Cough, splurt, what? Ohhhhhhh <yawn>

Damn these 5:30am starts are killing me, after loading the car after a strong brew and my morning ciggie I woke Claire for a lift to Black Mountain peninsula to meet up with the rest of the Canberra crew, wasn't too sure who the attendees would be but was pleasantly surprised to see Red Pheonix, Victor, Funda & Ash rigging up ready to get on with another early morning yak fest on a pristine Sunday morning on Lake Burley Griffin. ( Most were admiring Leigh's new Hobie Adventure whilst giving me crap about being 7 minutes late, although Red knew that was a stella effort considering my usual 7:30am - 8:00am body clock routine ).

We all headed off right of the ramp ( except Leigh who flew off east at mach 10 in the opposite direction ) in near darkness heading for the now infamous corner near the rowing platform that holds giant Cod and the obese Golden Perch, after struggling to wake I decided to do the obligatory 'Stroll & troll' away from the main group concentrating on keeping my big Boomerang lure ( Upgraded last night to Owner hook setup ) as close to the overhanging tree line as possible, lots of fish gleaming on the surface as I travelled along towards another temporary rowing platform marking the end of my trolling distance.

"Good quality snagzzz, might just hang here and try some spinnerbaits" I whispered to myself, drifting slowly approximately 800m towards the crew, threw my spinnerbaits carefully and covered small amounts of ground eventually stopping to have a smoke and extract any native who dared to cross my path ( Sat at one particular snag for about 25 minutes ), unfortunately the only native encountered was a hairy bushy man named Allan who left the thick and fast Redfin action to also troll a big deep diver down past the willows... "Any luck mate?" said Funda with a perplexed look on his face, I exclaimed that I had been sitting at this particular snag for a while and was about to move on, took about 3 paddle strokes towards the main group before I heard my name called out ( Quite calmly I might add, they dont call him Cod Whisperer for nothing ).

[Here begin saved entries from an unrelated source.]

PR #374, opened 2022-02-05
Add an opaque pointer argument to service_proc

vitalif:
Without this argument it's impossible to pass an object instance to procedure callbacks which basically forces users to either use global variables or to write additional boilerplate code and find object instances from rpc_context pointer values.

### DIFF
--- a/examples/nfs4-cat-talloc.c
+++ b/examples/nfs4-cat-talloc.c
@@ -680,7 +680,7 @@ void setclientid_cb(struct rpc_context *rpc, int status, void *data,
 /*
  * NULL procedure for the callback protocol.
  */
-static int cb_null_proc(struct rpc_context *rpc, struct rpc_msg *call)
+static int cb_null_proc(struct rpc_context *rpc, struct rpc_msg *call, void *opaque)
 {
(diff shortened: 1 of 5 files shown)


sahlberg:
Merged, thanks!

Can I ask what application you are using the server functionality for? Just curious.

vitalif:
Thanks for merging! :-)
I'm developing an NFS proxy (not a full-featured FS, just an access method for block storage) for Vitastor https://github.com/vitalif/vitastor/ using libnfs, because I found it much easier to use than for example writing a plugin for nfs-ganesha and also because it integrates with an external event loop - and I use my own io_uring based event loop :-) nfs-ganesha APIs aren't 1:1 equivalent to RFC NFS methods, so when writing a plugin you also have to figure out nfs-ganesha's own logic, and with libnfs you can just use RFC as documentation which is very handy. Some nfs-ganesha methods also use threading and I hate multi-threaded code :)) with a single thread I can just ignore most race conditions. I'll probably have to add multiple threads support to my client library later because otherwise it has memory copying bottleneck - but I'll almost definitely use only several threads with eventloops instead of spawning a separate thread per each connection or per each operation...

PR #379, opened 2022-03-15
autotools: Fix building shared library in Windows platform

Biswa96:


Biswa96:
Would it be possible to review this pull request please?

sahlberg:
merged.
if it fails the build I may have to revert it

PR #380, opened 2022-04-03
autotools: fix syntax error in configure when pthreads disabled

thesamesam:
Avoids this warning/syntax error in configure when pthreads aren't
enabled (default):
```
checking for special C compiler options needed for large files... no
checking for _FILE_OFFSET_BITS value needed for large files... no
./configure: 14227: test: =: unexpected operator
checking whether SO_BINDTODEVICE is available... yes
checking whether getpwnam() is available... yes
```

The LHS of the test will be blank, so use an 'x' to give a dummy
value, like we do elsewhere.

Signed-off-by: Sam James <sam@gentoo.org>


sahlberg:
Thanks. I am very much not good at autotools  or configure so again   THANKYOU for fixing my mistakes!

PR #382, opened 2022-06-18
libnfs.h: remove comment about non-functional nfsv4 support

lrusak:
Just something I noticed. I saw that a similar comment was dropped in d86d5d18514a25da0347f5bc84aabac65302852e


sahlberg:
Merged. Thanks

Issue #584, opened 2024-11-19
Add Edge Case and Special Scenario Tests


AlexanderPumaPucho:
Hi there 👋,  
I’m proposing to add a set of tests that cover edge cases and special scenarios to improve TinyDB’s robustness and reliability. These tests focus on situations like empty inputs, large data, special keys, nested structures, invalid configurations, and cache behavior, among others.

The goal is to ensure TinyDB handles uncommon scenarios gracefully and fails safely when necessary, without compromising data integrity. 🎯

### Test Summary

| **Category**                 | **What’s Being Tested**                                                                         | **Scenarios Covered**                                                                                                                                                          |
|------------------------------|------------------------------------------------------------------------------------------------|--------------------------------------------------------------------------------------------------------------------------------------------------------------------------------|
| **Empty or Null Inputs**     | Validate how the database handles empty or `None` values.                                      | - Inserting empty dictionaries.<br>- Searching for nonexistent keys.<br>- Attempting to insert `None`.                                                                        |
| **Large Data Insertion**     | Test the database's ability to handle large documents.                                         | - Inserting very large strings and validating proper retrieval.                                                                                                               |
| **Special Keys and Values**  | Check support for unusual key-value combinations.                                              | - Keys with unusual characters.<br>- `None` values.<br>- Complex nested structures.                                                                                           |
| **Nonexistent Keys**         | Verify operations with keys that don’t exist.                                                 | - Searching, updating, or deleting nonexistent keys.                                                                                                                          |
| **Operations on Empty DB**   | Validate functionality when the database is empty.                                            | - Querying, counting, updating, or deleting when no data exists.                                                                                                              |
| **Invalid Configurations**   | Handle errors with incorrect configurations.                                                  | - Using an invalid storage class.                                                                                                                                             |
| **Transform Errors**         | Ensure failed transformations don’t corrupt data.                                             | - Simulating exceptions during data transformations.<br>- Ensuring partial transformations don’t affect database integrity.                                                  |
| **Cache Behavior**           | Validate cache consistency during reads and writes.                                           | - Testing read-after-write consistency.<br>- Multiple writes with a defined cache limit.                                                                                     |
| **JSON Storage and Persistence** | Validate JSON storage behavior and file size.                                             | - Ensuring data is saved and retrieved correctly.<br>- Verifying the file isn’t empty after saving data.<br>- Confirming file handles are properly closed.                    |

[...]

PR #586, opened 2024-11-19
Add test edge cases

AlexanderPumaPucho:
#584


msiemens:
Hey @AlexanderPumaPucho, thanks for your PR! Could you have a look at the test failures? It seems like they come from MyPy errors. If they are intentional (like using an incorrect document class definition), you can add line comments to turn off MyPy for a particular line: https://mypy.readthedocs.io/en/stable/error_codes.html

PR #592, opened 2025-05-14
docs(contributing): fix broken `GitHub Flow` url

ReenigneArcher:
`guides.github.com` doesn't exist anymore. I updated the URL for GitHub Flow to point to the reference in the docs instead.


msiemens:
Good catch, thanks!

msiemens:

PR #595, opened 2025-07-03
[PULL REQUEST] Getting faster performance

mejessie:
Switched from the built-in json library to #[orjson](https://github.com/ijl/orjson) to achieve faster serialization and JSON contents loading.


msiemens:
Thanks for the PR! I’m going to close this as not planned. Requiring users to install extra dependencies isn’t “tiny”, so this doesn’t fit the project goals.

Funda just passed my snag when his Jumbuck Swagman lure in a yellow and black pattern was belted from below, with the fight drawing out we both knew it was a decent Murray Cod or Golden Perch but how big it going to be was another story, the facial expression said it all around the 4 minute mark with Funda grinning from ear to ear after a show of colour confirmed it was a big Cod ( I applauded his efforts but secretly was a little miffed, this was MY snag and that was MY fish! ), after being schooled on the results of spinnerbaits over hard bodied lures by Cod Whisperer the mongrel does the exact opposite of what he has showed me and catches a trophy winning fish... Only joking mate, what a quality fish and a great entry for yourself and Canberra in the AKFF monthly fishing competition, First stop Lake Burley Griffin, next stop the world.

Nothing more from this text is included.